Когда я позже открыла эту толстую книгу 1966 года и стала ее читать, то нашла в ней упоминание о других, более «ранних» в нашем роду сестрах Погожевых: Вере и Наталье, получивших консерваторское образование в Лейпциге, игравших Мендельсону (в 1847 году) и учившихся у Мошелеса. Они были одними из тех, с кого фактически началась русская профессиональная фортепианная школа в XIX веке. Надо ли говорить, что слово «консерватория» для меня с детства было чем-то вроде сияющего чертога, к которому надо стремиться.
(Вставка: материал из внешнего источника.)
PR #437, opened 2024-11-06
wip: improve `pynml-summary`

sanjayankur31:
Adds an intermediate `-v`, but needs more work to properly replicate earlier behaviour.


sanjayankur31:
Needs some thought, since it also involves libNeuroML.

sanjayankur31:
Should now work with all NeuroMLDocuments, also including channels and so on---it just defaults to `whatever.info()` if there's no special handling.

Issue #433, opened 2024-10-24
Add utility function to enumerate all model parameters


sanjayankur31:
Something like `pynml-listparams <nml file>` should list all the parameters in the ComponentType definition.

Related: `pynml-showmetadata`: should print out any metadata that has been included in rdf annotations.

samkitshah1262:
Hi @sanjayankur31 , I'd like to work on this.

sanjayankur31:
Hi @samkitshah1262 , sure! I'll assign this to you. 

The general idea would be to load a file into a NeuroMLDocument object, iterate over  the objects contained in it, get their members (using the `info` method, for example), and then to print these out nicely in a readable form. 

https://libneuroml.readthedocs.io/en/latest/userdocs/Other_list.html#neuroml.nml.generatedssupersuper.GeneratedsSuperSuper.info (this is inherited by all component type classes)

Daman2461:
Hello sir, Is this issue still open? If so, I would like to work on this.

samkitshah1262:
Hi @Daman2461, I am working on this issue, couldn't work on it last month due to holidays so might look stale. Could you please pick another. Thanks!

PR #439, opened 2025-01-16
[WIP] utility function list params in ComponentType

samkitshah1262:
towards #433 , @sanjayankur31 , could you please take a look and provide feedback. Thank you !


sanjayankur31:
@samkitshah1262 : could you add a unit test too please? It just makes it easier to test + verify?

samkitshah1262:
ready for review

sanjayankur31:
Hi @samkitshah1262 , thanks for this and sorry for the delay. it's a good start, but it's incomplete because every NeuroML class is actually a "ComponentType":

https://docs.neuroml.org/Userdocs/LEMS_elements/Definingcomponenttypes.html

and example:

https://github.com/NeuroML/NeuroML2/blob/master/NeuroML2CoreTypes/Cells.xml#L1298

So, one has to load the model in LEMS (using PyLEMS) and then in the LEMS representation, go through all the component types to list their parameters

Я и стремилась, обучаясь на младших ступенях «концерна МГК»: в мерзляковской школе, а потом и в училище.
И вот теперь я не только работаю в Московской консерватории, но и «дозрела» до полученного в честь юбилея Консерватории Серебряного значка. С дипломом о том и с симпатичным аксессуарным дополнением в пакетике: тонким головным платком с нотным узором и с лейблом Московской консерватории. По факту, «любовь с консерваторией» случилась много раньше, чем четверть века. И тут тоже образовалась своего рода круглая дата: так вышло, что работать я в Консерватории (вести сольфеджио у духовиков) начала еще с 4-го курса, с 1981 года. За это спасибо дерзкой придумке моего научного руководителя Ю.Н. Холопова и милости тогдашнего завкафедрой теории музыки Е.В. Назайкинского, который не побоялся доверить это серьезное дело студентке, хоть и специализирующейся на проблемах сольфеджио. Просто моя трудовая книжка с 1982-го до 1992-го лежала в ЦМШ, и я ей, школке, как ее обитатели всегда называли, безмерно благодарна за ту Школу, которую она мне, как начинающему педагогу, дала. Именно она позволила мне стать в дальнейшем не просто вузовским педагогом (который нередко витает в теоретических эмпиреях, не зная, как трудно кому-то бывает разрешать тритоны и писать второй голос в диктантах, и, главное, почему), но вкусить весь цикл подготовки музыканта, с самого его малышкового возраста.
Я вообще все мои награды на консерваторском пути воспринимаю, прежде всего, как указующий знак для благовспоминания тех, кто меня выучил (а все, кто учил, надо сказать, делали это, каждый в меру своего таланта, хорошо). И еще, конечно, как благодарность за причастность к большому музыкантскому древу – и многопоколенческому семейному, и общецеховому. Наверное, в этом концентрированном благодарении и есть один из глубинных смыслов празднований юбилеев. Вспомнить всех и попробовать внутренне настроиться на одну энергетическую волну с ними. Собственно, пока мы можем вспоминать, мы сами в состоянии передавать студентам «из клюва в клюв» не только знания и секреты мастерства, но и «то самое», чего словами не опишешь и что и так понятно любому музыканту-птенцу консерваторского гнезда.